Overwhelming American firepower rains down onto an oil-rich Middle Eastern country, decimating its military. Unwilling to stomach an extended occupation, the US declares victory whilst leaving the country’s brutal regime intact. Sanctions, a no-fly zone, and empty promises to a suffering civilian population are all that remain. This is the reality not of 2026 Iran, but rather 1990s Iraq—the setting of The President’s Cake, a standout film that debuted at Cannes 2025 and has now expanded into global theatrical release.
The President’s Cake is not some cerebral treatise on the distant callousness of US foreign policy, though American power looms—and sometimes booms—as a constant specter. Rather, it’s the bittersweet story of a nine year old girl named Lamia who has the misfortune of getting selected to bake a cake for her school’s celebration of Saddam Hussein’s birthday. While Saddam himself never appears in the flesh, his presence—through mindless slogans and constant propaganda posters—seeps into every corner of Lamia’s existence, like rancid honey sticking to countertops. Failure to produce a cake, Lamia’s teacher warns with the cautionary tale of a former student, could bring the state’s wrath upon her family.

Lamia’s parents are dead—so the burden falls upon her aging grandmother to help procure ingredients for this absurd yet devastating assignment.
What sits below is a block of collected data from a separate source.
PR #182, opened 2024-05-16
Make signals nullable

hktouw:
## Why

Per our discussion in Discord, we want to make signal values (not signals) nullable because there are cases where apis and datasources will return null instead of their stated values. e.g. @jonmagic encountered a scenario where a column in mysql is nullable and was returning null.

We should update signals to be nullable and make components handle the null case.

## How

This PR
- updates the signals code to make all signal values nullable and consider null as valid instead of throwing an exception. This will also help us disambuguate between not provided values vs their zero values (e.g. `0`, `''`). We were previously casting values to their zero value and had no way of knowing if no value was supplied or if the value was the zero value.
  - ‎localhost3000otplayground14-nullable-fields 2024-05-16 at 5 13 45 PM
- updates the uqi backend code to not cast values to strings when sending them over the wire. This gives us access to types like `null` instead of having them casted to `"null"`.
- Adds more useful debugging logs
  - ‎localhost3000otplayground14-nullable-fields 2024-05-16 at 5 12 58 PM
- Throws an exception when a signal is used by a component and not declared as a signal. This was causing an inscrutable error before.
  - ‎localhost3000otplayground14-nullable-fields 2024-05-16 at 5 01 05 PM
- Adds more useful information to zod parsing errors for signals.
- Updates the describeZod code to have an `isNullable` field.

The easiest way to review this PR is commit by commit

### Nullable nested Array and Object values

This PR updates the code to make nested values nullable for dyanamic signals (e.g. signals defined only in yaml). I did not do this for predefined signals since it wasn't straightforward to do. How we would have to do this is either:
- use the describeZod code to get the zod object tree and recreate the zod object with each field being nullable.
- change predefined signals to not pass in zod objects, but normal objects instead of which we can use to create the zod object.

For now this will only be an issue if predefined signals are being populated by dataproviders with potentiall null values. WE'll likely come across this sooner or later and when this occurs we can do one of the solutions above.

/cc @open-truss/engineers


jonmagic (approved):
This looks great and works great! Thank you so much @hktouw 🙏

Barely eking out an existence in their thatched reed hut within the scenic but hardscrabble Mesopotamian Marshes, Lamia and her grandmother gather family heirlooms and embark on a journey to Baghdad. There, perhaps, they can find the luxuries of eggs, sugar, and flour that elude the everyday denizens of sanctions-afflicted Iraq.
When Lamia discovers her grandmother intends to have another family raise her instead of helping her actually make a cake, she runs off to complete the assignment herself, enlisting the help of her classmate Saeed—who has a complementary mission to procure fruit for Saddam’s birthday. The two stumble around Baghdad in a series of tragicomic attempts to procure cake ingredients by any means necessary. Despite the two protagonists’ chemistry and initial aplomb, the indignities of postwar Iraq begin to erode their innocence—one scammer, scoundrel, and sexual deviant at a time.
Yet, The President’s Cake never plunges into the emotional devastation of, say, the Kurdish film Turtles Can Fly, which tells a story of children in Iraqi Kurdistan around the same time period. Much credit goes to Baneen Ahmad Nayyef and Sajad Mohamad Qasem, the non-professional child actors who play Lamia and Saeed respectively. The pair demonstrate remarkable range, somehow managing to balance youthful effervescence with muted disappointment especially through body language and facial expressions—with the film’s final shot as perhaps the most standout example. Even when all seems lost and their innocence washed away, Lamia and Saeed can still look into each other’s eyes and share in both the joys and agonies of existence.

All this is especially remarkable given contemporary Iraq’s relative lack of a filmmaking ecosystem. Director Hasan Hadi has shared in interviews how he had to assemble an entirely non-professional cast given Iraq has no regular pipeline of actors, for instance. In fact, this is probably the only movie from federal Iraq in the last few decades to attain wide global distribution, and almost certainly the only one to touch upon the 1990s from the viewpoint of southern Iraq’s predominantly Shia communities, as opposed to the Kurdish perspectives that films like Turtles Can Fly and Kilometer Zero—both of which have thematic and visual similarities with The President’s Cake—have shared with international filmwatchers.
The choice to center The President’s Cake in southern Iraq also proves creatively fruitful. Orange-blue twilight shots of the Mesopotamian Marshes that Lamia and Saeed hail from represent a splendid look at one of the world’s most picturesque regions, one that has featured in Western documentaries and photography collections but never an Iraqi film. The Ziggurat of Ur also provides the backdrop to one of the most visually resplendent framings of a military checkpoint in recent cinematic history, and the film’s shots of Baghdad’s bridges, alleyways, and rooftops come straight out of a tourism advertisement. If there is one flaw to The President’s Cake though, it’s the uneven pacing of Lamia and Saeed’s trials and tribulations in Baghdad, which do not escalate in a linear way and contain a couple of somewhat duplicative plot elements. t
Nevertheless, The President’s Cake represents a triumph of Iraqi cinema. Like its protagonists, the film demonstrates a resourcefulness amidst constraints that yields beautiful dividends. Especially as history repeats itself yet again in Iran, Gaza, and beyond, The President’s Cake remains a timely reminder of the innocence crushed beneath fragile, incomplete peace.
• • •
The President’s Cake (Arabic: مملكة القصب)—Iraq. Iraqi Arabic. Directed by Hasan Hadi. First released May 16, 2025. Running time 1hr 45min. Starring Baneen Ahmad Nayyef, Sajad Mohamad Qasem, Waheed Thabet Khreibat, Rahim AlHaj.